C. Neck Restrictions in RFC Assessment
Ms. White contends the RFC assessment did not adequately account for her
neck restrictions. The ALJ found that she should avoid working above shoulder level
to avoid excessive strain on her neck. Ms. White asserts this finding does not
consider her limited ability to look down or around. She also asserts that repeated
movement will exacerbate her pain. She invokes Dr. Wiegman’s opinion that her
neck’s range of motion was reduced to 30 degrees flexion and 40 degrees rotation.
She criticizes the ALJ’s reliance on Dr. Gourd’s report, which she says did not record
any limitation with flexion or rotation, complaining that Dr. Gourd’s findings are
contradicted by Dr. Mayoza, who found limitation of motion in flexion and
The ALJ considered Dr. Wiegman’s report as well as Dr. Mayoza’s final report
dated June 25, 2009, both of which disclosed decreased range of motion in the neck.
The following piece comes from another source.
PR #2249, opened 2023-09-05
feat(argo-cd): adds toggle for helm-working-dir

ahamilton55:
- Adds a toggle to be able to turn off the helm-working-dir for the repo server deployment. Using a shared helm repo storage directory can cause issues when multiple helm commands are being run in parallel. The repo server also has the ability to rebuild the repos and do updates in the normal flow for checking the status of an application so it won't cause issues if it's disabled.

Ms. White does not claim that either of those reports stated that she was unable to
look down or around or that repeated movement would exacerbate her pain. As the
ALJ recognized, Dr. Mayoza stated that Ms. White’s neck condition “could interfere
with activities of daily living ‘to a certain degree.’” Aplt. App. Vol. 2, at 21 (quoting
id. Vol. 3, at 439). And contrary to Ms. White’s claim, Dr. Gourd’s evaluation
included evaluation for neck flexion, as well as extension. Although he found no
limitation, he noted that Ms. White “would not attempt” this maneuver during the
examination. Id. Vol. 4, at 661. In addition, the ALJ relied on the opinion of a State
Agency medical expert, Dr. Wainner, that Ms. White could perform light work
activity. Ms. White again asks that the evidence be reweighed, which we again must
decline to do. Rather, we hold that the ALJ’s RFC assessment is supported by
substantial evidence in the record.
We also reject Ms. White’s related argument that the hypothetical questions
posed to the VE did not relate all of her impairments because they did not include her
claimed neck limitations. See Krauser v. Astrue, 638 F.3d 1324, 1333 (10th Cir.
2011) (“At step five . . . an ALJ may relate the claimant’s impairments to a VE and
then ask the VE whether, in his opinion, there are any jobs in the national economy
that the claimant can perform.” (internal quotation marks omitted)). The ALJ
properly included in the hypothetical questions the neck limitations that are
supported by the evidentiary record. See Smith, 821 F.3d at 1270 (holding ALJ’s
questions to VE had to include only the limitations ultimately assessed).

Outcome: The judgment of the district court is affirmed.